Auditorias feitas pelo Tribunal de Contas do Estado (TCES) também demonstraram superfaturamento, execução do serviço em qualidade inferior ao contratado, e outras irregularidades.
A reportagem tentou contato com o empresário Marcos Vinícius e seus advogados, mas não conseguiu retorno.
Governo adota medidas para evitar fraudes
Após dois servidores e dois ex-servidores do governo terem se tornado réus, no âmbito da Operação Nexus, que desvendou um esquema de corrupção nas obras da Secretaria de Estado da Agricultura (Seag), o governo afirmou que possui hoje uma nova portaria em vigor, de janeiro de 2019, estabelecendo critérios mais rígidos para o contato e possíveis reuniões entre o governo e as empresas de engenharia.
Após a operação, realizada em julho do ano passado, a Justiça aceitou a denúncia contra os quatro então servidores da Seag e três empresários.
Os servidores são réus por associação criminosa, corrupção passiva e fraude a licitações.
De acordo com o Ministério Público, entre 2010 e 2018, o empresário Marcos Vinícius Alcântara de Souza, citado como o coordenador do grupo, recebeu informações privilegiadas e a colaboração dos servidores Eduardo Chagas, Roberto Carlos Leite, Gimenes Vasconcelos e Bruno Carnielle para fraudar a execução contratual no âmbito da Seag.

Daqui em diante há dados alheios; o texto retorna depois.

PR #16247, opened 2024-01-13
Update/improve prefix functionality in window delete commands

dalanicolai:
(Spac)Emacs comes with the `kill-buffer-and-window` by default (on `SPC w x`). Also, deleting other windows (and buffers) simply by prefixing the window delete commands with a numerical prefix is very convenient. Therefore, this commit updates (or adds) the functionality of the prefix in the window delete commands.

Summary: to delete another window (and optionally its buffer), simply prefix `SPC w d` (or `SPC w x`) with the window number.

This functionality exists in the `winum` package itself (on `winum-select-window-by-number`), but for deletion that command requires a negative prefix which is cumbersome.

### DIFF
--- a/doc/DOCUMENTATION.org
+++ b/doc/DOCUMENTATION.org
@@ -2338,7 +2338,7 @@ Windows manipulation commands (start with ~w~):
 | ~SPC w c C~            | toggle visual distraction free mode                                         |
 | ~SPC w c .~            | center buffer and enable centering transient state                          |
 | ~SPC w d~              | delete a window                                                             |
-| ~SPC u SPC w d~        | delete a window and its current buffer (does not delete the file)           |
+| ~NUM SPC w d~          | delete window number NUM                                                    |
 | ~SPC w D~              | delete another window using [[https://github.com/abo-abo/ace-window][ace-window]]                                      |
 | ~SPC u SPC w D~        | delete another window and its current buffer using [[https://github.com/abo-abo/ace-window][ace-window]]               |
 | ~SPC w t~              | toggle window dedication (dedicated window cannot be reused by a mode)      |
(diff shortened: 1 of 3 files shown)


doc/DOCUMENTATION.org
```diff
@@ -2338,7 +2338,7 @@ Windows manipulation commands (start with ~w~):
 | ~SPC w c C~            | toggle visual distraction free mode                                         |
 | ~SPC w c .~            | center buffer and enable centering transient state                          |
 | ~SPC w d~              | delete a window                                                             |
-| ~SPC u SPC w d~        | delete a window and its current buffer (does not delete the file)           |
```
smile13241324, line 2341: I would like to keep the old behaviour, users should have a choice between the `spc u` way and the pure `num` flavor.

smile13241324 (changes requested):
I have found a small issue, please check and ping me when you are ready for another review.

doc/DOCUMENTATION.org
dalanicolai: There already exist two bindings for deleting a window and its buffer: `SPC w x` and `SPC b x`. Therefore, I argued the binding you are referring to, is somewhat redundant.

This PR suggests that we can make better use of the `SPC w d` prefix, namely, to use it for quickly deleting other windows.
Currently, the only way to quickly delete another window is via`ace-delete-window` for which there is no default binding. However, I would argue that using a numeric prefix with `SPC w d` is a better alternative to `ace-delete-window`, as ace shows labels only after invoking it, while a window number is known already before invoking `SPC w d`. Furthermore, unlike `ace-delete-window`, this alternative does not require creating some extra (custom) binding, while also, it does not depend on ace.

fnussbaum: I think adding this numerical prefix support is a good idea and would be happy to see it merged. Though keeping the old <kbd>SPC u</kbd>-prefix behaviour would also be preferable to me.

Hence I have set up a draft PR implementing this including a few changes. It handles some edge cases like entering a non-existing window number (which should not delete the current window instead) or having the package winum excluded.
Also do we actually need to reimplement the `kill-buffer-and-window` function? Wrapping it in a `(with-selected-window ...)` form seems safe to me.
@dalanicolai Would you mind having a quick look at #16425? I have added you as a co-author if that's fine with you.

> Currently, the only way to quickly delete another window is via `ace-delete-window`

There exists <kbd>SPC u SPC NUM</kbd> as an alternative, but I still think it would be nice to support <kbd>NUM SPC w d</kbd>, especially in combination with the proposed <kbd>NUM SPC w x</kbd>.

smile13241324:
I think this was waiting too long already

Essas fraudes resultaram no superfaturamento e direcionamento contratual ou ainda pela execução do serviço em qualidade inferior àquele efetivamente contratado.

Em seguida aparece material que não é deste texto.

PR #16261, opened 2024-01-24
fix: Spacemacs-Modeline showing duplicated Anzu indicator

niontrix:
Why?:
- As we can see in the screenshot, if we have some search results that Anzu should be indicating, Spacemacs-Modeline duplicates the indicator. This is caused by Anzu consing itself on to modeline-format.

- Setting anzu-cons-mode-line-p to nil during package initialization

Image showing the problem:

image

### DIFF
--- a/layers/+spacemacs/spacemacs-modeline/packages.el
+++ b/layers/+spacemacs/spacemacs-modeline/packages.el
@@ -31,6 +31,11 @@
         symon
         (vim-powerline :location (recipe :fetcher local))))
 
+(defun spacemacs-modeline/init-anzu ()
+  (use-package anzu
+    :defer t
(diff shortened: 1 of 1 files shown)


bcc32:
There's actually this snippet in `spcemacs-evil/init-evil-anzu`:

```
    (when (eq (spacemacs/get-mode-line-theme-name) 'spaceline)
      (setq anzu-mode-line-update-function 'spacemacs/anzu-update-mode-line
            anzu-cons-mode-line-p nil))))

```

Maybe it's just not working correctly?  What does `(spacemacs/get-mode-line-theme-name)` evaluate to in your emacs?

smile13241324:
The mentioned function `spacemacs-evil/init-evil-anzu` is not testing against the right string, I am correcting this.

Ao aceitar a denúncia, a Justiça também determinou o afastamento cautelar dos servidores públicos pelo prazo de 180 dias.
RESPOSTA
A Secretaria de Agricultura afirmou que desde o começo de 2019 tem tomado medidas administrativas para melhorar a transparência eficiência, como a criação de normas de segurança.
"No dia 9 de janeiro, foi publicada no Diário Oficial a Portaria 001-R, que normatiza o atendimento das empresas e impede que elas tenham contato com os engenheiros, fiscais ou qualquer outro servidor responsável por contratos sem que tudo seja registrado e documentado. A Portaria estabelece ainda que as reuniões com as empresas sejam realizadas em dia e horário fixos, na Seag, sempre durante o expediente", explicou.

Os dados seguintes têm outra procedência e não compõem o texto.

PR #16814, opened 2025-02-04
*layers/+spacemacs/spacemacs-editing/packages.el: Enhance the dired sorting

sunlin7:
Hi,

There is a file sorting bug when browsering a dir, reproducing steps with `dotspacemacs-distribution 'spacemacs` (not spacemacs-base):
1. `$ touch /tmp/a; sleep 1; touch /tmp/b` # create two files in shell, and b is newer than a
2. `$ emacs -nw --eval '(custom-set-variables (quote (dired-listing-switches "-alt")))' /tmp/` # start emacs and show /tmp/ in dired
3. press `s`, hydra-dired-quick-sort menu will popup, we remember the files orders in dired buffer (the `dired-actual-switches` is `-al --sort=extension` now)
4. press `t` on the hydra menu, the files in dired has no changes (the `dired-actual-switches` is `-al -t` now)

With this patch, behavior follow previous steps will be more naturally on step 3 and step 4.

### DIFF
--- a/layers/+spacemacs/spacemacs-editing/packages.el
+++ b/layers/+spacemacs/spacemacs-editing/packages.el
@@ -114,7 +114,7 @@
     (define-advice dired-noselect (:before (&rest _) quick-sort-setup)
       (let ((dired-quick-sort-suppress-setup-warning 'message))
         (dired-quick-sort-setup))
-      (advice-remove 'dired-noselect 'quick-sort-setup@dired-noselect))
+      (advice-remove 'dired-noselect 'dired-noselect@quick-sort-setup))
     :config
     (evil-define-key 'normal dired-mode-map "s" 'hydra-dired-quick-sort/body)))
 
--- a/layers/+spacemacs/spacemacs-editing/packages.el
+++ b/layers/+spacemacs/spacemacs-editing/packages.el
@@ -111,21 +111,12 @@
   (use-package dired-quick-sort
     :defer t
     :init
-    (spacemacs|add-transient-hook dired-mode-hook
-      (lambda ()
-        (let ((dired-quick-sort-suppress-setup-warning 'message))
-          (dired-quick-sort-setup))))
+    (define-advice dired-noselect (:before (&rest _) quick-sort-setup)
+      (let ((dired-quick-sort-suppress-setup-warning 'message))
+        (dired-quick-sort-setup))
+      (advice-remove 'dired-noselect 'quick-sort-setup@dired-noselect))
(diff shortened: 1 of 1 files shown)


bcc32:
I don't think what you're describing sounds like a bug, it sounds like the expected behavior of dired-quick-sort.

Can you please specify what order the files *actually* appear in after each of steps (2), (3), and (4), and what order you *expected* them to appear?

sunlin7:
@bcc32 
step 2: dired shows files in time ordered  -- OK
step 3: hydra menu was displayed, in the menu it shows files sort by "version" -- but files in dired buffer actually sorted by time.
step 4: after press t, hydra menu shows sort by time, files are ordered by time (results same as step 3).

So the key point is step 3, files ordered not follow the hydra menu.

bcc32:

Além disso, o governo declarou que o departamento jurídico da Secretaria protocolará um documento hoje no Ministério Público do Espírito Santo (MPES), relatando as medidas que estão adotando para ter lisura no processo.
Por fim, a Seag enviará para a Secretaria de Controle e Transparência (Secont) todos os contratos que envolvem as empresas citadas no caso, com o objetivo de descobrir se existem mais irregularidades.
Após a decisão judicial de recebimento da denúncia, o servidor Eduardo Chagas foi devolvido para seu órgão de origem, o Idaf, para que fossem tomadas providências. Ele foi subsecretário da Seag na gestão passada, e seria próximo ao ex-secretário Octaciano Neto.
Bruno Carniele era funcionário em designação temporária e não terá o contrato renovado. Já Roberto Carlos Magalhães Leite e Gimenes Vasconcelos não fazem mais parte do quadro de servidores da Seag desde janeiro.
Todos os denunciados foram procurados, mas a reportagem não conseguiu contato. O ex-secretário Octaciano também não atendeu as ligações.